Director Compensation (Detail)

Component2024
Fees earned or paid in cash ($)$131,667
Stock awards ($)$209,859
All other compensation ($)$10,000 (charitable match)
Total ($)$351,526

Notes: On May 1, 2024, non-employee directors received 844 RSUs (grant date fair value $182,043); Mejia also received a prorated 132 RSUs on Feb 22, 2024 (grant date fair value $27,816).

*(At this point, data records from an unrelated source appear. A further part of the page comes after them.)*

PR #433, opened 2026-04-07
fix: handle nil coalesce in ci-monitor and tool search

H31MDALLR:
## Summary

- Fix NPE in `ci-monitor/compute-ci-status` when `:state` or `:conclusion` is explicitly `nil` (GitHub API returns `null` for queued checks)
- Fix NPE in `tool/find-tools` when `:description` is `nil` on a registered tool

Root cause: `(get m :key "")` returns `nil` when the key is present with a `nil` value — the default only applies when the key is absent. Changed to `(or (:key m) "")` which coalesces both cases.

## Test plan

- [x] `ci-monitor-property-test`: 9 tests, 1199 assertions, 0 failures (was 7 errors)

RSUs vest after one year; unvested RSUs accelerate under specified conditions (death, disability, retirement after age 72, or change-of-control termination).

Independence, Conflicts, and Related-Party Exposure

  • Independence: Affirmed by the Board; no material relationships identified.
  • Related person transactions: None requiring disclosure in FY 2024; robust conflict-of-interest and certification processes in place.
  • Hedging/pledging: Prohibited; none reported for directors/officers.

Committee Expertise and Engagement

  • Audit Committee responsibilities include oversight of financial reporting, internal controls, cybersecurity risk management, internal audit, and external auditor independence; Mejia joined in Feb 2024; the committee recommended PwC ratification for FY 2025.

Attendance and Engagement

  • Board: 5 meetings in 2024; all directors met ≥75% attendance; average 98%; all then-serving attended the 2024 Annual Meeting.
  • Audit Committee: 7 meetings; 100% average attendance.
  • Advisory Council: Future of Consumer Packaging Advisory Council member; non-fiduciary engagement with management; currently no extra compensation.